Most French hypermarkets have maintained their plans for stocking store shelves during the season for about the past three years. Some chains, however, attempted to reduce the average number of products per store, focusing instead on stocking the “star” products for the holiday season. In some cases, this plan backfired: when stores tried to improve efficiency and meet consumer needs, the “short offer” of products ended up reducing consumers’ perception of choice, and therefore sales.

French Hypermarkets: Average number of toy shelves
and number of SKUs per store, 2005 vs. 2006

Source: The NPD Group/Hypermarkets Merchandising Survey, France

 

Fragrance: sweetening the offer

The challenges are similar in the French fragrance market. In this, the second-largest beauty market in the world, consumers are buying later and later at holiday time. Consumers are not as brand loyal to the category as they have been in the past. And the effects on sales of specific gift-buying occasions, such as Mother’s Day and Valentine’s Day, were weaker in 2006 than they were in 2005 and 2004. Moreover, it seems consumers look more and more for the most attractive promotion, and therefore easily switch from one retailer to another.

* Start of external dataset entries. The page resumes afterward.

PR #3944, opened 2016-10-06
Pass -this-component-id to GHC when necessary.

ezyang:
Previously GHC inferred it off of -this-unit-id but we've
modified things so that GHC makes no assumptions about the
format of instantiated unit ids. In that case, pass it in
explicitly!

### DIFF
--- a/Cabal/Distribution/Simple/Program/GHC.hs
+++ b/Cabal/Distribution/Simple/Program/GHC.hs
@@ -90,6 +90,10 @@ data GhcOptions = GhcOptions {
   -- is.  This only gets set when 'ghcOptInstantiatedWith' is non-empty
   ghcOptThisComponentId :: Flag ComponentId,
 
+  -- | How the requirements of the package being compiled are to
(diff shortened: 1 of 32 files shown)


Cabal/Distribution/Simple/Program/GHC.hs
```diff
@@ -83,6 +84,12 @@ data GhcOptions = GhcOptions {
   -- (we need to handle backwards compatibility.)
   ghcOptThisUnitId   :: Flag String,
 
+  -- | GHC doesn't make any assumptions about the format of
+  -- definite unit ids, so when we are instantiating a package it
+  -- needs to be told explicitly what the component being instantiated
+  -- is.  This only gets set when 'ghcOptInstantiatedWith' is non-empty
+  ghcOptThisComponentId :: Flag ComponentId,
+
   ghcOptInstantiatedWith :: [(ModuleName, OpenModule)],
```
23Skidoo: This is a good opportunity to add a Haddock comment to `ghcOptInstantiatedWith` as well.

PR #3949, opened 2016-10-08
Fix Stack build

quchen:
The hackage-security dependency in stack.yaml (0.5.2.1) is incompatible with what cabal-install requires (>=0.5.2.2). Bumping the version to that lower bound resolves the dependency issue.

### DIFF
--- a/stack.yaml
+++ b/stack.yaml
@@ -12,7 +12,7 @@ extra-deps:
 - cryptohash-sha256-0.11.100.1
 - ed25519-0.0.5.0
 - exceptions-0.8.2.1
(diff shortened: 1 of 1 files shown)


phadej:
let's see what travis says

quchen:
@phadej Travis might fail due to #3950, but that seems to be entirely unrelated.

phadej:
I see. @quchen do you want to add stack based travis job?

quchen:
@phadej Could try to do that, yes!

23Skidoo:
CI doesn't test building with Stack at all right now, so I'm merging this.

How are retailers reacting to these shifts? Their primary goal is to get more traffic into their shops. All major French beauty retailers have developed loyalty cards as incentives to drive consumers into their stores. Chains are now developing price and gift promotions year-round – the main French beauty chains offer at least one promotion per month – and the strategy seems to be working.

Sports: life is short

The sports market’s challenges are different – seasonality is not as important, since products have very short lifecycles in this industry. As in the fashion industry, sports retailers must get new products on the shelves right on time, and clear out declining models that may be past their prime in consumers’ minds. In the past five years, this has been sports retailers’ focus. Sales at discounted and reduced prices have become much more prevalent across Europe; 45% of the athletic footwear market in the five major European countries (U.K., Germany, France, Italy, and Spain), is now sold at a reduced or discounted price, compared to 38% just five years ago.

European Sports Footwear Market
Reduced Price/Full Price

2002 v 2006

Source: The NPD Group/Sports Tracking Europe

Another challenge for sports retailers is the concentration of the market on a fewer manufacturers: adidas acquired Reebok, Nike acquired Converse, and PPR (a European retail group) has taken shares in Puma. How will this more concentrated brand landscape work to retailers’ advantage or disadvantage as they select and negotiate for products? One possible outcome is that major European retailers who have already developed ranges of private-label products will try to play this angle strongly.